Defusing Radical Alice Neel

 

 

 

Observe these two portraits

On the right is the feature image of the Metropolitan Museum of Art current exhibition of the work of Alice Neel “People Come First”

It is identified as a portrait of “Elenka”1936,  about which there is no information except that she “presumably numbered among the several bohemians with whom Neel associated in Greenwich Village”  Neel lived in Greenwich Village from 1931-38 . It was donated to the museum by the sons of the artist.

 

On the left is “Marxist Girl (Irene Peslikis) 1972 –  radical feminist and crucial supporter of second generation feminism. Her pose and clothes suggest her radical position, austere colors, monochrome black, unadorned, with a confident leg slung over one arm of the chair, and a single arm raised that shows her unshaven armpit. In addition,  Peslikis is  famous as a founder of Redstocking Artists in 1971, she co founded the Feminist Art Journal, which also in its first issue supported Neel . The Met catalog finds it curious that the work was titled “Marxist Girl” when, as they claim she was  “known at the time not as a Marxist but as a feminist.” But they also mention that she was an early member of New York’s Radical Women, a group that is avowedly Marxist and more specifically and defiantly Trotskyite.  The Met catalog says RW is “feminist”. Clearly the Met wants to rush away from any Marxism in the 1970s, just as they want to avoid Communism and Socialism in the 1930s

 

Elenka on the other hand, wears a ruffled, white blouse, her hand dangles languidly in front of her shoulder without intention.

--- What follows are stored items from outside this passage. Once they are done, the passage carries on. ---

PR #73, opened 2017-11-10
Make all lines fit the required line length, and remove unused imports

perryprog:
@TheLonelyGhost not sure if you think this is necessary, but I want to make sure that we stay consistent.

### DIFF
--- a/tor/helpers/youtube.py
+++ b/tor/helpers/youtube.py
@@ -1,5 +1,4 @@
 import logging
-
 # noinspection PyCompatibility
 from urllib.parse import parse_qs, urlparse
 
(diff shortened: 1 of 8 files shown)


tor/helpers/youtube.py
```diff
@@ -24,8 +23,8 @@ def get_yt_video_id(url):
       Invalid:
         'youtu.be/watch?v=_lOT2p_FCvA',
     """
-    # initial version: http://stackoverflow.com/a/7936523/617185 \
-    #    by Mikhail Kashkin (http://stackoverflow.com/users/85739/mikhail-kashkin)
+    # initial version: http://stackoverflow.com/a/7936523/617185 \ by Mikhail
```
TheLonelyGhost: In this case, I think we can remove the `\` before "by Mikhail". Not entirely certain why it was there to begin with, TBH.

tor/main.py
```diff
@@ -48,7 +48,8 @@ def run(config):
 
 def main():
     config.debug_mode = bool(os.environ.get('DEBUG_MODE', False))
-    bot_name = 'debug' if config.debug_mode else os.environ.get('BOT_NAME', 'bot')
+    bot_name = 'debug' if config.debug_mode \
+        else os.environ.get('BOT_NAME', 'bot')
```
TheLonelyGhost: Since it explodes out to multiple lines (due to line length), why don't we just convert this into a fully-fledged `if`-`else` conditional block here?

perryprog:
Re line length: Actually, I completely agree with you. 
screen shot 2017-11-10 at 3 06 08 pm

And the reason for this PR is simply just consistency.

PR #76, opened 2017-11-19
Use Discord Flair Colors in Subreddit

itsthejoker:
This mirrors the solution we already have in place in Discord to the actual subreddit. We've heard over and over again that people really like this extra thing they can work towards, so this just writes the appropriate css class when their flair is updated. 

The CSS is already in place on the subreddit.

### DIFF
--- a/tor/helpers/flair.py
+++ b/tor/helpers/flair.py
@@ -1,5 +1,7 @@
 import logging
 
+from collections import OrderedDict
+
 from tor_core.helpers import clean_id
 from tor_core.helpers import flair
 
@@ -39,11 +41,31 @@ def update_user_flair(post, config):
     On a successful transcription, this takes the user's current flair,
     increments the counter by one, and stores it back to the subreddit.
 
+    If the user is past 50 transcriptions, select the appropriate flair
+    class and write that back too.
+
     :param post: The post which holds the author information.
     :param config: The global config instance.
     :return: None.
     """
     flair_text = '0 Γ - Beta Tester'
+
+    flair_levels = {
+        0: 'grafeas',
+        51: 'grafeas-green',
+        101: 'grafeas-orange',
+        251: 'grafeas-purple',
+        501: 'grafeas-golden',
+        1000: 'grafeas-diamond'
+    }
+
+    # put them in the right order, since apparently creating the thing as an
+    # OrderedDict doesn't always do that
+    flair_levels = OrderedDict(
+        sorted(
+            flair_levels.items(), key=lambda t: t[0]
+        )
+    )
 
     try:
         # The post object is technically an inbox mention, even though it's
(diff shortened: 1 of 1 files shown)


perryprog:
Oh, I forgot about CSS and stuff

tor/helpers/flair.py
```diff
@@ -61,14 +83,31 @@ def update_user_flair(post, config):
         user_flair = flair_text
 
     if 'Γ' in user_flair:
-        # take their current flair and add one to it
-        new_flair_count = int(user_flair[:user_flair.index('Γ') - 1])
+        # extract their current flair and add one to it
+        new_flair_count = int(user_flair[:user_flair.index('Γ') - 1]) + 1
```
perryprog: Is it possible for someone/thing to have a malformed flair, that this cast could then fail on?

tor/helpers/flair.py
```diff
@@ -39,12 +41,32 @@ def update_user_flair(post, config):
     On a successful transcription, this takes the user's current flair,
```
perryprog: Oh — This function is also way too long and complex, I'd try to break this into several other bits.

tor/helpers/flair.py
itsthejoker: If the flair has the gamma inside it, it's a reasonable assumption that it has been set correctly. We've only had one instance of flair that was "malformed", in which case Reddit for some reason didn't accept the call to actually set it in the first place. If that happens, it gets intercepted in `process_done` and we don't even get this far. Personally I don't think it's an issue -- this particular bit has been running since the very first release without a problem.

tor/helpers/flair.py
itsthejoker: Generally I try to break things up if they meet one of the following criteria:

* over 500 lines long
* has sections that are untestable
* is objectively unreadable without further abstraction

This doesn't hit any of those criteria; why do you think this is too long and complex?

tor/helpers/flair.py
perryprog: In that case it's probably fine

tor/helpers/flair.py
perryprog: 37 lines of code makes Codacy complain :)

It would also reduce the block nesting, which would be good.

itsthejoker: ...bah.

perryprog: my bad, I meant codebeat

tor/helpers/flair.py
```diff
@@ -39,12 +41,32 @@ def update_user_flair(post, config):
...
+        1000: 'grafeas-diamond'
+    }
+
+    # put them in the right order, since apparently creating the thing as an
+    # OrderedDict doesn't always do that
+    flair_levels = OrderedDict(
+        sorted(
+            flair_levels.items(), key=lambda t: t[0]
+        )
+    )
```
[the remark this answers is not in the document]
perryprog: Definitely, that looks much cleaner.

tor/helpers/flair.py
perryprog: ¯\_(ツ)_/¯

tor/helpers/flair.py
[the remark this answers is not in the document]
itsthejoker: I just have a personal vendetta against long `elif` bits. We can definitely go with this, though.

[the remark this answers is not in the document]
perryprog: I like long elif bits....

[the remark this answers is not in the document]
TheLonelyGhost: I'm totally fine with long `elif` bits so long as the method it's in is only dedicated to routing. If there's any logic in there whatsoever, subcontract that out to another method. Makes it easier to test and reduces complexity for comprehension.

PR #79, opened 2017-12-03
Send meta posts to slack

arfie:
This adds a slack message for meta posts, and slightly improves the formatting of the slack messages for unhandled replies.

### DIFF
--- a/tor/core/inbox.py
+++ b/tor/core/inbox.py
@@ -22,12 +22,15 @@ MOD_SUPPORT_PHRASES = [
 
 
 def forward_to_slack(item, config):
-    send_to_slack(
-        f'Unhandled inbox reply by *{item.author}* -- *{item.subject}*: '
-        f'{item.body}', config)
+    username = item.author.name
 
+    send_to_slack(
+        f'Unhandled message by '
+        f'<https://reddit.com/user/{username}|u/{username}> -- '
+        f'*{item.subject}*:\n{item.body}', config
+    )
     logging.info(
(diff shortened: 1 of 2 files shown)


tor/core/inbox.py
```diff
@@ -22,12 +22,15 @@
...
 
 def forward_to_slack(item, config):
-    send_to_slack(
-        f'Unhandled inbox reply by *{item.author}* -- *{item.subject}*: '
-        f'{item.body}', config)
+    username = item.author.name
 
+    send_to_slack(
+        f'Unhandled message by '
+        f'<https://reddit.com/user/{username}|u/{username}> -- '
```
perryprog: Why do you have the `{username}|u/{username}`? If it's for visual reasons, can you move the greater than sign to be after the first `{username}`?

tor/helpers/flair.py
```diff
@@ -140,3 +140,6 @@ def set_meta_flair_on_other_posts(config):
                 f'Meta. '
             )
             flair_post(post, flair.meta)
+            send_to_slack(
+                f'New meta post: <{post.url}|{post.fullname}>'
```
perryprog: Same thing here. I'm going to assume I'm just missing something.

tor/core/inbox.py
itsthejoker: https://github.com/GrafeasGroup/tor/blob/master/tor/core/user_interaction.py#L53 This is how slack formats links. The first part is the actual link, the second part is how you want it to appear in slack. It's valid.

perryprog: Figured

PR #81, opened 2017-12-09
Allows "deno" to start the completion process

itsthejoker:
Of all the various typos we see, "deno" is by far the most popular way to butcher "done". This minor update allows this to process as normal.

### DIFF
--- a/tor/core/inbox.py
+++ b/tor/core/inbox.py
@@ -77,30 +77,33 @@ def process_reply(reply, config):
             reply.mark_read()
             return
 
-        if 'i accept' in reply.body.lower():
+        r_body = reply.body.lower()  # cache that thing
+
+        if 'i accept' in r_body:
             process_coc(reply, config)
             reply.mark_read()
             return
 
-        if 'claim' in reply.body.lower():
+        if 'claim' in r_body:
             process_claim(reply, config)
             reply.mark_read()
             return
 
         if (
-            'done' in reply.body.lower() or
-            'deno' in reply.body.lower()  # we <3 u/Lornescri
+            'done' in r_body or
+            'deno' in r_body  # we <3 u/Lornescri
         ):
-            process_done(reply, config)
+            alt_text = True if 'done' not in r_body else False
+            process_done(reply, config, alt_text_trigger=alt_text)
             reply.mark_read()
             return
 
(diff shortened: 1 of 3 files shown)


perryprog:
100% unnecessary, but it'd be so funny if we had a special response for people who misspelled it. Maybe add a dict of misspellings, and another if branch, idk.

Total waste of time, but it'd be worth it 😄

TheLonelyGhost:
In all seriousness, I'd love to get to the point where we could reply to a message like this with "I think you meant 'done'. _\[standard done response\]_". The code in its current state doesn't let us do that too easily though.

tor/core/inbox.py
```diff
@@ -87,7 +87,10 @@ def process_reply(reply, config):
             reply.mark_read()
             return
 
-        if 'done' in reply.body.lower():
+        if (
+            'done' in reply.body.lower() or
+            'deno' in reply.body.lower()  # we <3 u/Lornescri
+        ):
```
TheLonelyGhost: I was going to suggest we use a regex because it would be faster, but I just benchmarked it. Looks like running it with a regex is as much as 10x slower than 2 full text searches like this.

This should be fine. 👍

itsthejoker:
@TheLonelyGhost I just pushed up some additional changes -- will need additional review. Not too much changes computationally, just some caching and rolling in your feedback from above :)

tor/core/inbox.py
```diff
@@ -77,27 +77,33 @@ def process_reply(reply, config):
...
             reply.mark_read()
             return
 
-        if 'done' in reply.body.lower():
-            process_done(reply, config)
+        if (
+            'done' in r_body or
+            'deno' in r_body  # we <3 u/Lornescri
+        ):
+            alt_text = True if 'done' not in r_body else False
```
perryprog: Should this be changed? We're checking for done in `r_body` twice. Maybe break up the if statement or something.

Not really a big deal I guess.

itsthejoker: They do different things. One is part of the generic "do we follow this path" logic, the second is "no matter how many alternate routes we have, if that route we took to get here is not `done` then set a boolean".

perryprog: Oh yeah good point.

perryprog:
And don't forget the changelog entry of corse.

PR #84, opened 2017-12-10
fix missing import

arfie:


perryprog:
Huh,  I saw this in PyCharm and I just figured it was flaking out. Good catch.

PR #88, opened 2017-12-15
Check that the person saying "done" is the same person who claimed the post

### LINKED ISSUE #87: Validate author of "claim" is the same as author for "done"
Right now we're a bit lacking in some of our validations, specifically that the user saying "done" is the person who claimed the post originally. It's on the honor system right now. That makes me uncomfortable.

Your mission, should you choose to accept it, is to check the "claim" comment that had the bot respond with "the post is yours" (or similar) for the author and compare it to the author of a comment saying "done". If they match, continue with existing functionality. If they do not, error out and comment saying something like "you haven't claimed this post".

perryprog:
Closes #87 

Not sure if this is correct, I rushed when making it.

Also not sure if we want to use Redis to keep track of this.

### DIFF
--- a/tor/core/user_interaction.py
+++ b/tor/core/user_interaction.py
@@ -1,3 +1,4 @@
+import json
 import logging
 import random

She wears careful makeup. Her face is expressionless and mask like.

The differences are telling: in clothing, in pose, even in the yellow background, which in Elenka is pale and in Marxist Girl is intensely saturated. One woman appears to be static, the other dynamic, so although we know little about Elenka, we can tell she was not an activist from the portrait.

 

So why did the Met decide to put this portrait on the cover of its catalog? Perhaps because they owned it as a gift from the artists sons, but more important, because it is a mild image compared to Irene Peslikis, it deflates and defuses the radicalism of Alice Neel.

 

And admirable as this large exhibition is with its many categories, large, intelligent catalog, and memorable array of paintings and documents, that seems to be the overall purpose of the exhibition, to soften Neel’s extremely radical painting, perspectives and position.

 

Let us look at this quote near the beginning of one essay. It describes Neel as having “a stalwart sense of purpose in her dedication to an ethic of radical humanism”.

 

Radical humanism? Humanism is the word that these authors have latched onto, (mis)quoting Neel frequently from late interviews.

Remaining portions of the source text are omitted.